-- Available data follows --
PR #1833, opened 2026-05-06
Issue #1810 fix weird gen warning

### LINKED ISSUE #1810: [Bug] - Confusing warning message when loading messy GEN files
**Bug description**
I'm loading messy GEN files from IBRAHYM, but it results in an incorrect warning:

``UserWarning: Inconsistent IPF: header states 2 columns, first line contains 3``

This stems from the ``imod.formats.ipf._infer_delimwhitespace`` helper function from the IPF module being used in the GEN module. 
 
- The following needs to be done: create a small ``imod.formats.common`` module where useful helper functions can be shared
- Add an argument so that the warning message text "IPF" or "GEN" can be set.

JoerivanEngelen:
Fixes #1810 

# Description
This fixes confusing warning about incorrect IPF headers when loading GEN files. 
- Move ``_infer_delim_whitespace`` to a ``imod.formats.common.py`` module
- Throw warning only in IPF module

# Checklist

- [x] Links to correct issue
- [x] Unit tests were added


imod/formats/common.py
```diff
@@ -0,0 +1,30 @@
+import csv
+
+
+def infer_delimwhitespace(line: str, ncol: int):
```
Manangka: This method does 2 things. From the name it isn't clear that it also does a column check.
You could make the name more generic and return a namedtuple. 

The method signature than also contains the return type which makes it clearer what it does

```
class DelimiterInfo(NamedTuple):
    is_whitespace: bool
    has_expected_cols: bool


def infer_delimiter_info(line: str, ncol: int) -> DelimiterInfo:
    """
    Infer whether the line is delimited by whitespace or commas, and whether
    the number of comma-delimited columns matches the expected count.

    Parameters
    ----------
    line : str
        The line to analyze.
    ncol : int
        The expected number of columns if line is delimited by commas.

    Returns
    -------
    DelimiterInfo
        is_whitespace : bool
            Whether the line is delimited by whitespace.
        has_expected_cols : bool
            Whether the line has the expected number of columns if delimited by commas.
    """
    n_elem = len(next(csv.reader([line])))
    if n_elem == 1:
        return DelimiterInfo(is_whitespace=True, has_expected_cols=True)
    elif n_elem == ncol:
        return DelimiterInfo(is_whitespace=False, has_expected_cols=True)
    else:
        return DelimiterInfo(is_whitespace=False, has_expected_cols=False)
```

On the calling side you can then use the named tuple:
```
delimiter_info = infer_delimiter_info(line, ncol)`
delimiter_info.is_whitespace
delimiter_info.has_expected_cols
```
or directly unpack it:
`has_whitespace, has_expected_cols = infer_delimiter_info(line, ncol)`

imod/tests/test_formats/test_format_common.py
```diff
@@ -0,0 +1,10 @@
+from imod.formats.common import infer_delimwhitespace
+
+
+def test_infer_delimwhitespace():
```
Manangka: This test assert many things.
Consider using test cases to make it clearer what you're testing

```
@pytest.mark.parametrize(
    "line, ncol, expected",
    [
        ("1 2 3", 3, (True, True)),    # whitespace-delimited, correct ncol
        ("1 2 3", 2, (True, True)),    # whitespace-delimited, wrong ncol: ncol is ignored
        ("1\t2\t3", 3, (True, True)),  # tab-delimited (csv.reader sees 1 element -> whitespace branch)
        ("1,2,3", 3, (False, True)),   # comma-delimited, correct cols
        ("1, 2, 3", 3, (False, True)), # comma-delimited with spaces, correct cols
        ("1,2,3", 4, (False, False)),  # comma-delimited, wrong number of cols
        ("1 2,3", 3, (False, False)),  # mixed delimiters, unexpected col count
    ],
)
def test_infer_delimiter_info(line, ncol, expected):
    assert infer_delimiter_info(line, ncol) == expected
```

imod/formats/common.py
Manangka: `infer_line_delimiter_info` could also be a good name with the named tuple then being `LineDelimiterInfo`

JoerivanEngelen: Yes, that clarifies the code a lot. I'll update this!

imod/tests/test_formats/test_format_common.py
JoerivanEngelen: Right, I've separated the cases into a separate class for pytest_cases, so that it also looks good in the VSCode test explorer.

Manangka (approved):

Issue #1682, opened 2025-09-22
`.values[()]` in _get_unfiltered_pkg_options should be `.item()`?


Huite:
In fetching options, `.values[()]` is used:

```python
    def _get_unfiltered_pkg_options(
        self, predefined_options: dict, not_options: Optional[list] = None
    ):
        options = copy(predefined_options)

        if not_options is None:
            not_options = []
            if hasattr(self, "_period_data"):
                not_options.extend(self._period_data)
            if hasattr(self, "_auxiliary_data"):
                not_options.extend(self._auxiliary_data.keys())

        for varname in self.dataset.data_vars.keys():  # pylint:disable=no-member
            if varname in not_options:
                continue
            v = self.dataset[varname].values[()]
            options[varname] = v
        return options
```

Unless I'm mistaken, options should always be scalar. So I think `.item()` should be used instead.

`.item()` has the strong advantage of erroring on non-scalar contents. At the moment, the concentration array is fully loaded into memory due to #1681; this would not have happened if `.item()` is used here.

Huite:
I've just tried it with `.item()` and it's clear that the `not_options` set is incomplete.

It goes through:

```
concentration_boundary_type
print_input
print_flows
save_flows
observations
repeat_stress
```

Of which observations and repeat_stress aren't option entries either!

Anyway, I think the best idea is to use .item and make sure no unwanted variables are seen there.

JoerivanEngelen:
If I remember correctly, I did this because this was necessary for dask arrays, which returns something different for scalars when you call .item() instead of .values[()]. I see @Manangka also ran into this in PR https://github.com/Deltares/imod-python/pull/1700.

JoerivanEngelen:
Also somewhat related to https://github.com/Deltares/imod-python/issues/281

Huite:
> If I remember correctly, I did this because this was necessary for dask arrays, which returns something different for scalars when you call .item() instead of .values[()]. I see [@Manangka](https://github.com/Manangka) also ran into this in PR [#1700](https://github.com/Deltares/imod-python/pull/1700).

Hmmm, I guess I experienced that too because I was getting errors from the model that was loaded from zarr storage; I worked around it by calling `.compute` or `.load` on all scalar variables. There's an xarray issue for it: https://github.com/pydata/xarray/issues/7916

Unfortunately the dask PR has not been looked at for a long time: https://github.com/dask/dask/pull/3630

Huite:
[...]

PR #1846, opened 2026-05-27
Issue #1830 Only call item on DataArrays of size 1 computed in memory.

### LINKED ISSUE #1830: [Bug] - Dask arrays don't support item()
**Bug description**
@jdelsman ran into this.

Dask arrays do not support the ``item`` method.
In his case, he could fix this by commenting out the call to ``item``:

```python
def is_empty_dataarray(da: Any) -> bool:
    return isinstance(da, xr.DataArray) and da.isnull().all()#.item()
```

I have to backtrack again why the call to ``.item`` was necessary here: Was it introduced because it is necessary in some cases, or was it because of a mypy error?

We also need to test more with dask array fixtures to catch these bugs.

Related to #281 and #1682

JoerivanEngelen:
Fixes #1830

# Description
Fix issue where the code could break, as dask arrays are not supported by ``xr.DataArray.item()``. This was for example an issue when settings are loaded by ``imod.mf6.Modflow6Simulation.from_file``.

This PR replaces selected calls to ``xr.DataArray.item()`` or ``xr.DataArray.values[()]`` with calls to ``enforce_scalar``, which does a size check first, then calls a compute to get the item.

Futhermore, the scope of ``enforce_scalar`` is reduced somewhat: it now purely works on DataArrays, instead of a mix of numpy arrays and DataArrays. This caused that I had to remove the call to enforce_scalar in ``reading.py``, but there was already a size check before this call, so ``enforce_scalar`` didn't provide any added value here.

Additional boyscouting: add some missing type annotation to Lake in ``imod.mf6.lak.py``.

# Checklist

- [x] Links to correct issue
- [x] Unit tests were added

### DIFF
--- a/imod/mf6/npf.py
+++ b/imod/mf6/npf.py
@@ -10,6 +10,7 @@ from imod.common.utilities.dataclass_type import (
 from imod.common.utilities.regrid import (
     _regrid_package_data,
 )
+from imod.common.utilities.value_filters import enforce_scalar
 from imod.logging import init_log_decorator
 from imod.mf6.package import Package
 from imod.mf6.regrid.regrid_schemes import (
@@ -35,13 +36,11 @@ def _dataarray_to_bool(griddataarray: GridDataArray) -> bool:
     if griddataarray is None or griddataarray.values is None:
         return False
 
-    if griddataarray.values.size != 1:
-- Available data concluded --
-- Available data follows --
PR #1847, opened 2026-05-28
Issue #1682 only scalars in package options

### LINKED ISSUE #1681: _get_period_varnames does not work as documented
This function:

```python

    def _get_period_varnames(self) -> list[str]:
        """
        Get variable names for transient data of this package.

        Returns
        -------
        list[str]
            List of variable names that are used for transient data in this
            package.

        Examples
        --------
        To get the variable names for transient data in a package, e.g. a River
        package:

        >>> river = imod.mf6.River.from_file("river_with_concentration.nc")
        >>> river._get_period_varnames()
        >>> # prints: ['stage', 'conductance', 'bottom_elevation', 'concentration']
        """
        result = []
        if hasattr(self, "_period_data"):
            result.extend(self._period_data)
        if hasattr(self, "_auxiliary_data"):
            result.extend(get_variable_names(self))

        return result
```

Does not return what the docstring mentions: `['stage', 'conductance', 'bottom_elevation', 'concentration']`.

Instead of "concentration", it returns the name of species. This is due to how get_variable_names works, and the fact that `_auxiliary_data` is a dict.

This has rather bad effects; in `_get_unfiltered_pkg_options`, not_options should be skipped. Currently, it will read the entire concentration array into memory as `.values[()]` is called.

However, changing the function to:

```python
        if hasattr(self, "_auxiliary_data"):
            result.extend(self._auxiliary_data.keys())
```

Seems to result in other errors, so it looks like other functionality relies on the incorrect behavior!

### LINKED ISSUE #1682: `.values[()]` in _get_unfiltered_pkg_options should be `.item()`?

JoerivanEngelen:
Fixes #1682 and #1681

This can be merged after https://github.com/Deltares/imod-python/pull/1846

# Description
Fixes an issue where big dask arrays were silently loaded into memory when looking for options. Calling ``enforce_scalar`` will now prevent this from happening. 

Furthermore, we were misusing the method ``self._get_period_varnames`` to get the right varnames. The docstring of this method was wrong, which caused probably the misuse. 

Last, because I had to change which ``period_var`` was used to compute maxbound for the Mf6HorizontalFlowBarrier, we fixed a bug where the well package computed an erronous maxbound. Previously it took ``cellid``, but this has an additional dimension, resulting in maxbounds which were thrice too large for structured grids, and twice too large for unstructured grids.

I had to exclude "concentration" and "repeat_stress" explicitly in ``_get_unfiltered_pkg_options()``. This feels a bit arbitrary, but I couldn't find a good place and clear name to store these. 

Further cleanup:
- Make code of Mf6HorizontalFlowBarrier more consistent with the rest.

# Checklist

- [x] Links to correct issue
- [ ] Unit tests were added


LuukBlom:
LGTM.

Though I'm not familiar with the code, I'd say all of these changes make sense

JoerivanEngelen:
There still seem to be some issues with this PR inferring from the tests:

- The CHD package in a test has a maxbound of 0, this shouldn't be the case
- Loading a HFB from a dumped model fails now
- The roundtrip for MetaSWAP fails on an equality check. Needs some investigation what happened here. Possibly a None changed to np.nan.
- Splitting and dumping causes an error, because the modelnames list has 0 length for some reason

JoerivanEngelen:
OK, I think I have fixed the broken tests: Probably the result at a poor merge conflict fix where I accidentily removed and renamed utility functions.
-- Available data concluded --
• [Required action]: Could you return all lines from the records that include the word "docstring"?

• [Result for this exercise]:
Does not return what the docstring mentions: `['stage', 'conductance', 'bottom_elevation', 'concentration']`.
Furthermore, we were misusing the method ``self._get_period_varnames`` to get the right varnames. The docstring of this method was wrong, which caused probably the misuse. 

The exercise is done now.